What is expected exactly in terms of reproducibility?
Computo is not just about publishing a notebook and proving that it can be compiled with CI! This part of the process is what we call “Editorial Reproducibility”. “Scientific” or “numerical” reproducibility of the analyses is also mandatory, on top of classical peer-review evaluation.
We don’t ask people reproducing their data… yet! We also don’t ask for “bit-wise computational” reproducibility (i.e. obtaining exactly the same results bit-by-bit) but rather a “statistical” reproducibility, i.e. obtaining results leading to the same conclusion, with potential non-significant statistical variability.
Indeed, the global scientific workflow of a reproducible process for a Computo may be split in two types of steps:
- External
- This part of the process may be conducted outside of the notebook environment, for a list of reasons (non-exclusive to each other):
- the process is too long to be conducted in a notebook
- the data to be processed is too big to be handled directly in the notebook
- it needs a specific environment (e.g. a cluster, with gpus, etc.)

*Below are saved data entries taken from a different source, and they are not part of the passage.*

PR #2302, opened 2021-06-29
Add authn jwt algorthem tests

tzheleznyak:
### What does this PR do?
Updates gem version of jwt to 2.2.3 : https://github.com/jwt/ruby-jwt/releases/tag/v2.2.3
Adds tests for checking algorithems in jwt authenticator

ONYX 8858
ONYX 8859
ONYX 8852
ONYX 8851

#### Change log

#### Test coverage

#### Documentation

#### API Changes


cucumber/authenticators_jwt/features/authn_jwt_security.feature
```diff
@@ -0,0 +1,270 @@
+Feature: JWT Authenticator - Security
+
```
eladkug, line 2: Add description

eladkug (commented):
We can run several tests with one table so it will be readable, WDYT?

jonahx:
There are some CC errors worth fixing, but I thought at the code level this looks good.

I have some higher level, strategic comments, which hopefully will be helpful for future PRs but are probably "too big" to change for this one.

- `authn_jwt_security.feature` is thorough, but very long.  I think many of these test paths could be more easily tested with unit tests.  `AuthJwt::Authenticator` already has all its dependencies injected, so the unit tests corresponding to these scenarios would be easy to write.  Indeed, enabling unit tests is one of the main benefits of writing `AuthnJwt::Authenticator` this way.   Having a couple of end-to-end tests like these as a sanity check is a good idea, but for thoroughly testing all the possible code paths I much prefer unit tests.  Having to test "through" the outermost interface makes the tests slower and more complex than they need to be.
- We recently did a deep refactor of a lot of the `policy` tests, which allowed to get rid of almost all of the cucumber helper methods, so that each step definition is whole self-contained and readable, without having to jump to multiple helper method definitions.  The look like this:
```ruby
Then("the {string} should be:") do |field, expected_json|
  _, kind, id = @result.body['id'].split(':')
  @client ||= Client.for("user", "admin")
  @result = @client.fetch_resource(kind: kind, id: id)
  expect(@result.body[field]).to eq(JSON.parse(expected_json))
end
```
[More examples](https://github.com/cyberark/conjur/blob/master/cucumber/policy/features/step_definitions/resource_steps.rb)

The only additional object is a single [API client](https://github.com/cyberark/conjur/blob/master/cucumber/policy/features/support/client.rb), which is mostly self-explanatory and re-used across the definitions (rather than having multiple different helper functions for each step definition).  I thought the strategy greatly simplified the step defs.

cucumber/authenticators_jwt/features/authn_jwt_security.feature
tzheleznyak: Done

cucumber/authenticators_jwt/features/authn_jwt_security.feature
```diff
@@ -0,0 +1,120 @@
+Feature: JWT Authenticator - Security
+  Tests checking that JWT authenticator stands against different attacks and security risks.
```
Avi-Eyal, line 2: Add new line before the description

cucumber/authenticators_jwt/features/authn_jwt_security.feature
```diff
@@ -0,0 +1,120 @@
...
+  Checking different the authenticators with different algorithems siging the jwt token.
```
Avi-Eyal, line 3:
```suggestion
  Checking different authenticators with different algorithms signing the jwt token.
```

cucumber/authenticators_jwt/features/step_definitions/jwt_jwks_steps.rb
```diff
@@ -44,6 +101,24 @@
   )
 end
 
+Given(/I issue HMAC JWT token:/) do |token_body_string|
+  # token body has to be an object (not a string) for correct token creation
+  issue_jwt_hmac_token_token_with_rsa_key(
```
Avi-Eyal, line 106:
```suggestion
  issue_jwt_hmac_token_with_rsa_key(
```

cucumber/authenticators_jwt/features/support/jwt_jwks_helper.rb
```diff
@@ -37,12 +41,33 @@ def init_second_jwks_file_with_same_kid(first_file_name, second_file_name)
     )
   end
 
+  def init_ecdsa_jwks_file(file_name, key_type)
+    @default_file_name ||= file_name
+    @key_type = key_type
```
Avi-Eyal, line 46: maybe use  memoization here
```suggestion
    @key_type ||= key_type
```

cucumber/authenticators_jwt/features/support/jwt_jwks_helper.rb
```diff
@@ -91,10 +128,60 @@ def issue_jwt_token_not_memoized_key(token_body, algorithm = Algorithms::RS256)
...
+    token_parts = encoded_token.split(".")
+    headers = "{\"typ\":\"JWT\",\"alg\":\"#{alg_header}\",\"kid\":\"#{jwk_set[@default_file_name].kid}\"}"
+    token_parts[0] = Base64.urlsafe_encode64(headers).strip
+    @jwt_token = token_parts.join(".")
+  end
+
+  def issue_jwt_hmac_token_token_with_rsa_key(token_body)
+    @jwt_token = JWT.encode(
+      token_body,
+      rsa_keys[@default_file_name].to_s,
```
Avi-Eyal, line 165: I believe this is already a string (we dont convert to string in other places that do the same thing)
```suggestion
      rsa_keys[@default_file_name],
```

Avi-Eyal (approved):
LGTM but please wait for @sashaCher 's review

cucumber/authenticators_jwt/features/support/jwt_jwks_helper.rb
tzheleznyak: Its not string its object. HMAC should be string.

cucumber/authenticators_jwt/features/support/jwt_jwks_helper.rb
```diff
@@ -73,6 +98,18 @@ def issue_jwt_token_with_jwk(token_body, file_name, algorithm = Algorithms::RS25
...
   end
 
+  def issue_none_alg_jwt_token(token_body)
+    token_header_and_payload = JWT.encode(
+      token_body,
+      nil,
+      'none',
+      {
+        kid: jwk_set[@default_file_name].kid
+      }
```
sashaCher, line 108: It's unnecessary to put `kid` into `none` signed token

cucumber/authenticators_jwt/features/support/jwt_jwks_helper.rb
```diff
@@ -73,6 +98,18 @@ def issue_jwt_token_with_jwk(token_body, file_name, algorithm = Algorithms::RS25
...
+    )
+    @jwt_token = "#{token_header_and_payload}invalid_singature"
```
sashaCher, line 110: `none` signed token does not contain signature part at all
There's no need in extra manipulation.
In all cases output of `JWT.encode` is good to go.

cucumber/authenticators_jwt/features/support/jwt_jwks_helper.rb
```diff
@@ -91,10 +128,60 @@ def issue_jwt_token_not_memoized_key(token_body, algorithm = Algorithms::RS256)
...
+  def issue_rsa_jwt_token_with_alg_header(token_body, alg_header, algorithm = Algorithms::RS256)
+    encoded_token = JWT.encode(
+      token_body,
+      rsa_keys[@default_file_name],
+      algorithm
+    )
+    token_parts = encoded_token.split(".")
+    headers = "{\"typ\":\"JWT\",\"alg\":\"#{alg_header}\",\"kid\":\"#{jwk_set[@default_file_name].kid}\"}"
+    token_parts[0] = Base64.urlsafe_encode64(headers).strip
+    @jwt_token = token_parts.join(".")
```
sashaCher, line 159: You manipulate token after signature. Means it's invalid by definition.
Wrong algorithm has to be signed.

cucumber/authenticators_jwt/features/support/jwt_jwks_helper.rb
```diff
@@ -91,10 +128,60 @@ def issue_jwt_token_not_memoized_key(token_body, algorithm = Algorithms::RS256)
...
+  end
+
+  def issue_jwt_hmac_token_with_rsa_key(token_body)
+    @jwt_token = JWT.encode(
+      token_body,
+      rsa_keys[@default_file_name].to_s,
```
sashaCher, line 165: Are you sure that it's a right manipulation?

sashaCher (changes requested):
1. I think that unnecessary code should not be a part of this PR
2. Can we reduce this PR scope only to RSA algs sanity check and to handle algorithm substitution use-cases in the different one.

cucumber/authenticators_jwt/features/support/jwt_jwks_helper.rb
tzheleznyak: But this is what i want to test here

cucumber/authenticators_jwt/features/support/jwt_jwks_helper.rb
tzheleznyak: This is the algorithem substitution siging with one and giving another not?

cucumber/authenticators_jwt/features/support/jwt_jwks_helper.rb
tzheleznyak: Lets discuss it

cucumber/authenticators_jwt/features/support/jwt_jwks_helper.rb
tzheleznyak: Lets discuss it

tzheleznyak:
@sashaCher 
Removed code of elaptic curve and HMAC from PR

cucumber/authenticators_jwt/features/support/jwt_jwks_helper.rb
sashaCher: I'm not sure that this's the purpose of the test

cucumber/authenticators_jwt/features/support/jwt_jwks_helper.rb
sashaCher: I don't know what's the output of to_s in the case...

cucumber/authenticators_jwt/features/support/jwt_jwks_helper.rb
```diff
@@ -91,6 +104,29 @@ def issue_jwt_token_not_memoized_key(token_body, algorithm = Algorithms::RS256)
     )
   end
 
+  def issue_rsa_jwt_token_with_alg_header(token_body, alg_header, algorithm = Algorithms::RS256)
```
sashaCher, line 107: Let's remove the method. It has 0 references.

cucumber/authenticators_jwt/features/support/jwt_jwks_helper.rb
```diff
@@ -91,6 +104,29 @@ def issue_jwt_token_not_memoized_key(token_body, algorithm = Algorithms::RS256)
...
+  end
+
+  def issue_jwt_hmac_token_with_rsa_key(token_body)
+    @jwt_token = JWT.encode(
+      token_body,
+      rsa_keys[@default_file_name].public_key.to_s,
+      Algorithms::HS256,
+      {
+        kid: jwk_set[@default_file_name].kid
+      }
```
sashaCher, line 126: I think that `kid` is unnecessary there

tzheleznyak: Talked about it

sashaCher (approved):
LGTM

- it needs to involve specific languages (e.g. C, C++, Fortran, etc.) or build tools (e.g. make, cmake, etc.)
It is “Computational reproducibility”, where the reproducibility is achieved by providing the code and the environment to run it, but not the results themselves.
- Editorial
- This is where the notebook presents the results of the external process, and where everything is put together to produce the final document, it is “Direct reproducibility” in the sense that the notebook is the only thing needed to reproduce the results.
Ultimately, the workflow must end with a direct reproducibility step which concludes the whole process.
When applicable, the switch from external to editorial reproducibility is done with a “data transfer” step, where the data produced by the external process is transferred to the notebook environment. It’s required that not only the intermediate results are provided, but also the code to transfer it in the notebook environment. They are a variety of software solutions to do so.
Examples of data transfer solutions
Intermediate results storage
- in python environment: the
joblib.Memory
class which provides a caching mechanism for python functions, and can be used to save the results of a function call to disk, and load it back later. - in R environment: the
.RData
file format, which can be loaded back in R with theload()
function.
Transfer of the results to the notebook environment
- for both aforementioned solutions, the results (
.joblib
directory or.Rdata
file) could be committed to the git repository, and directly loaded in the notebook environment. - Another solution is to centralize input data (when large enough) and intermediate results on a shared scientific provider (we recommend Zenodo for this purpose), and download them in the notebook environment.